Your output should be the lines from the start of the data through the line containing "owner take over.", exactly and nothing more.

* Data listing
━━━━━━━━━━

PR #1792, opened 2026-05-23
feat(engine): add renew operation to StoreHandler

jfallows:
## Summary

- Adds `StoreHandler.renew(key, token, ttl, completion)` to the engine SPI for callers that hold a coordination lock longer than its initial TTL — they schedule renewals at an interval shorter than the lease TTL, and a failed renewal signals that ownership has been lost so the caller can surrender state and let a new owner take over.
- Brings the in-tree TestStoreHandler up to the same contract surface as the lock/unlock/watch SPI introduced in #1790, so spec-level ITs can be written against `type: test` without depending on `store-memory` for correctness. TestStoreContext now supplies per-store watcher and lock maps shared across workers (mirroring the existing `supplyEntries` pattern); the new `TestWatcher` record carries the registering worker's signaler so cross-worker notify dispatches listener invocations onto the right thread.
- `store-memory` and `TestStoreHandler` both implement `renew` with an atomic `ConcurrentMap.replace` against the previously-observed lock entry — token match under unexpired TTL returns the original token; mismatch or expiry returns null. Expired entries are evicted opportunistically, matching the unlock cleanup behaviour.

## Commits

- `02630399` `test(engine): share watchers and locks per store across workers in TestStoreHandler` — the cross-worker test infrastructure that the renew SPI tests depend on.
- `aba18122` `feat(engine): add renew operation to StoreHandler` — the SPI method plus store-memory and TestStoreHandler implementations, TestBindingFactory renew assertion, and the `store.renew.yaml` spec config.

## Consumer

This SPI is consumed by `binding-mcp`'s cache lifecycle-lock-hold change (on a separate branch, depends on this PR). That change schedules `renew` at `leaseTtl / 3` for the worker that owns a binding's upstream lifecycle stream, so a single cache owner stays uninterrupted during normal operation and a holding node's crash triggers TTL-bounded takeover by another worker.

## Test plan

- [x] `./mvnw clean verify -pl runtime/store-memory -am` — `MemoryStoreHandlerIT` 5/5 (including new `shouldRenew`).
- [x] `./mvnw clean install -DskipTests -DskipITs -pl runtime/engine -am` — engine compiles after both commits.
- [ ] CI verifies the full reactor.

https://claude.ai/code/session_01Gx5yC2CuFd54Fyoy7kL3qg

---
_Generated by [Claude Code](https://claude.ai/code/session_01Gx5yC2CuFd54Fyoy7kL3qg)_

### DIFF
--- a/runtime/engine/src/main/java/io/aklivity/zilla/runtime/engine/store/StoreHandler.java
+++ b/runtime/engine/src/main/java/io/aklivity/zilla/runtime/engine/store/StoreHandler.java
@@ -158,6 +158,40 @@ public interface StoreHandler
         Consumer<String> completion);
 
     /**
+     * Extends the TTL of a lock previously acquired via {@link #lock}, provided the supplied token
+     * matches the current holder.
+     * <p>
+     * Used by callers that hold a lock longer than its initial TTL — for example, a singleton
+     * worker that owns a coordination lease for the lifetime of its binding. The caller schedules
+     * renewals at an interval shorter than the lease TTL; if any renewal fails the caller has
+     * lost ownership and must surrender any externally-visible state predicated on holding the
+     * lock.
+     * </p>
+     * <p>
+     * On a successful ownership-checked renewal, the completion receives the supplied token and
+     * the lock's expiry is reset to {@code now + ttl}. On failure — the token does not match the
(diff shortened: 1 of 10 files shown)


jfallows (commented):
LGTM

━━━━━━━━━━

* Solution to the exercise
PR #1792, opened 2026-05-23
feat(engine): add renew operation to StoreHandler

jfallows:
## Summary

- Adds `StoreHandler.renew(key, token, ttl, completion)` to the engine SPI for callers that hold a coordination lock longer than its initial TTL — they schedule renewals at an interval shorter than the lease TTL, and a failed renewal signals that ownership has been lost so the caller can surrender state and let a new owner take over.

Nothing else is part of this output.